The Dodd-Frank-enabled consumer protection group has long been making noises about limiting the fees banks can charge consumers for overdrawing their accounts — and now it seems it will drop a new set of governing rules later this year.
Consumer advocates have long noted that overdraft fees have quietly become a surging source of income for banks. Some observers said that revenue from overdraft fees now outpaces that from pawn shops, payday lenders and tax-refund anticipation checks put together. These advocates argued that banks have essentially found new ways to make consumers foot the bill in the face of profit-dropping low interest rates.
“[Overdrafts] allow customers to spend money they don’t have — then punish them for it,” noted Josh Reich, cofounder and CEO of Simple, an online bank based in Portland, Ore. The seven-year-old bank has never allowed account balances to go below zero and never will.
“Big banks are preying on people when they need financial help the most,” he claimed.
And some big banks have made some pretty big bucks on overdrafts.
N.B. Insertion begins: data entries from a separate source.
PR #948, opened 2022-04-26
refactor: alias method getAudioDuration to getAudioDurationInSeconds

### LINKED ISSUE #940: getAudioDuration() should include a unit
It should be `getAudioDurationInSeconds()` or include a JSDoc comment that it is in seconds

Slashgear:
### Why

Close #940 

I did not want to include a breaking change here, so here is my proposition to just alias the method.

### How

- [x] update documentation
- [x] update examples


JonnyBurger (approved):
Thanks a lot! 🙌

PR #958, opened 2022-04-30
chore: update turborepo version to latest

Slashgear:
- update turborepo version to latest


JonnyBurger (approved):
Excellent! Thanks a lot 😁  Gonna dig in what's new now!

Wells Fargo, for example, increased income from overdraft charges at more than five times the rate of its U.S. bank peers in the third quarter. And most large banks have seen overdraft revenue on the incline in recent years; charges for overdrafts amounted to $3.02 billion between July and September, up 2.4 percent since the same period last year, according to data out of FIG Partners of Atlanta.
By comparison, overdraft income at Wells was up 7.5 percent in the third quarter from a year earlier, while the other four banks making up the top five (JPMorgan Chase, Bank of America, TD Bank and US Bank) collectively saw increases in the 1.3 percent range.
Kris Dahl, a spokesperson for San Francisco-based Wells, said that Wells’ $35 overdraft fee has not changed in five years — and exists to “cover the costs associated with this service, to discourage reliance on overdrafts and to mitigate the financial risk the bank assumes when extending additional funds.”
Nick Bourke, a research director at The Pew Charitable Trusts, noted that under current regulatory rules, consumers are losing a week of pay to overdraft fees per year.
“There is a better way to do this,” he said.
However, David Pommerehn, associate general counsel for the Consumer Bankers Association lobby, noted that at present there is not a better way to do this — as the rise in overdrafting reflects consumers making heavier use of debit cards as opposed to cash and the fact that consumers simply lack options when they are struggling.
He cited a 2013 move by the Federal Deposit Insurance Corporation and the Office of the Comptroller of the Currency to tighten rules on banks offering small-dollar loans known as deposit advances — a ruling that was intended to protect consumers but that actually cut off their access to emergency funds.
“We view overdrafts as a consumer choice,” he said. “In this market, there are very few opportunities for many consumers to obtain the short-term liquidity they need.”
Plus, it remains a question mark whether the CFPB will have the power to punch it once did during the Trump administration — given the incoming president’s open and stated contempt for both the agency and the legislation that enables it, Dodd-Frank. Some are anticipating that the consumer protection agency could soon see some big changes that will “diminish meaningfully” its ability to enforce its will against big banks and their products, according to Isaac Boltansky, an analyst at Compass Point in Washington, D.C.
Still, CFPB boosters remain hopeful and encourage the agency to carry on much as it has, for as long as it can.
“This is a shadow payday lending program by the banks, dressed up in a different name,” Mike Calhoun, president of the Center for Responsible Lending, based in Durham, N.C., claimed. He further noted regulatory action is “long, long overdue.”